Stored data
..........

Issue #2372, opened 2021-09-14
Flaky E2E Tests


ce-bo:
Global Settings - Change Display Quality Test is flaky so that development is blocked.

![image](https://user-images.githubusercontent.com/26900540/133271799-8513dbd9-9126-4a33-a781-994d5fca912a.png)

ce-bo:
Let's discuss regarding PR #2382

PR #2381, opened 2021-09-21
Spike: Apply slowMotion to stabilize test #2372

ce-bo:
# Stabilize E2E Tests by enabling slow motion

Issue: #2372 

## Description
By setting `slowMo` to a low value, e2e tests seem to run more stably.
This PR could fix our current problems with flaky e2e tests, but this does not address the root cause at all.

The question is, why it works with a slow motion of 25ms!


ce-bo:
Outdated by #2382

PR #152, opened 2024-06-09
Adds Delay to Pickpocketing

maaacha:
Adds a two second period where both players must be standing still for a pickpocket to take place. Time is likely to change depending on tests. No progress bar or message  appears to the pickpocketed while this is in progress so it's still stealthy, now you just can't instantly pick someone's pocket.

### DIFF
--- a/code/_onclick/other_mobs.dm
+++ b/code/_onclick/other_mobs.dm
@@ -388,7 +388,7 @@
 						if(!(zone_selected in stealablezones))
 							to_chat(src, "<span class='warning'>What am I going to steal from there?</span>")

..........

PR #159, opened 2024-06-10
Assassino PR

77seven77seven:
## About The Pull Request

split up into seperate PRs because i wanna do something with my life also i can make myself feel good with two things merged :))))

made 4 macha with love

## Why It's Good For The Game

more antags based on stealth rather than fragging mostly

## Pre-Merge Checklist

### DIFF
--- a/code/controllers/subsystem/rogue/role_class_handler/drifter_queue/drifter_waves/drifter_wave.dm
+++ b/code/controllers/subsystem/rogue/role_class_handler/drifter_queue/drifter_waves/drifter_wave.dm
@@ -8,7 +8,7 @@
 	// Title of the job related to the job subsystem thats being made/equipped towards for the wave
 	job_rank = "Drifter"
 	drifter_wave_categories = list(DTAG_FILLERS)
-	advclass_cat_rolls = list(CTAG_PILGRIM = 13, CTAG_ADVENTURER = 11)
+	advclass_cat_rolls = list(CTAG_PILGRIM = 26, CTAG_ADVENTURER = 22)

..........

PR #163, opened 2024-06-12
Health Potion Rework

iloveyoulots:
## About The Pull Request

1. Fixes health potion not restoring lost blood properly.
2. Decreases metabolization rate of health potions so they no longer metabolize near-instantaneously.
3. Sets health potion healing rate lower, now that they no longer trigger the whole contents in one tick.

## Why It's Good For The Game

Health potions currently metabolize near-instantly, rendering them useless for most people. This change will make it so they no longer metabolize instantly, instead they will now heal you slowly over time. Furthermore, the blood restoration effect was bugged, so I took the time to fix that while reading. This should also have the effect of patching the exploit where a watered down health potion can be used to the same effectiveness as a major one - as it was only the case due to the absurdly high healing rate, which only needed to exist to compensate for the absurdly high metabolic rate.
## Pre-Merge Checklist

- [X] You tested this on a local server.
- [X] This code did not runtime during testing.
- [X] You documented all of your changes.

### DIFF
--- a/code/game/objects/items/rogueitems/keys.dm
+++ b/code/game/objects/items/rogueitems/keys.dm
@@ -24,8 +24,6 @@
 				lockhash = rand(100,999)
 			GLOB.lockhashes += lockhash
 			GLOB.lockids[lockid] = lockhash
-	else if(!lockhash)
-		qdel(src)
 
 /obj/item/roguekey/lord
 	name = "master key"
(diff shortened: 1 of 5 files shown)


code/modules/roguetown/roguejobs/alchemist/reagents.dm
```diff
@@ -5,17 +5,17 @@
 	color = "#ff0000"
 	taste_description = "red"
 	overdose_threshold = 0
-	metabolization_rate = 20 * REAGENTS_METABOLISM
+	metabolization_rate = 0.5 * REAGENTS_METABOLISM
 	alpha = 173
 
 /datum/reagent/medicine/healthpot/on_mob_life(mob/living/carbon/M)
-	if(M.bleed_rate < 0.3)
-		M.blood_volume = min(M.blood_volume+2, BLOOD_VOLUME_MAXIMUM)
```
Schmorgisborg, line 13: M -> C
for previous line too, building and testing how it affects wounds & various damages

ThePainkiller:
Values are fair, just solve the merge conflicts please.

..........

PROBLEM TO SOLVE.
Within the records above, determine how many lines contain the word "lockhash". Respond with that number and no other text.

WRITTEN SOLUTION.
4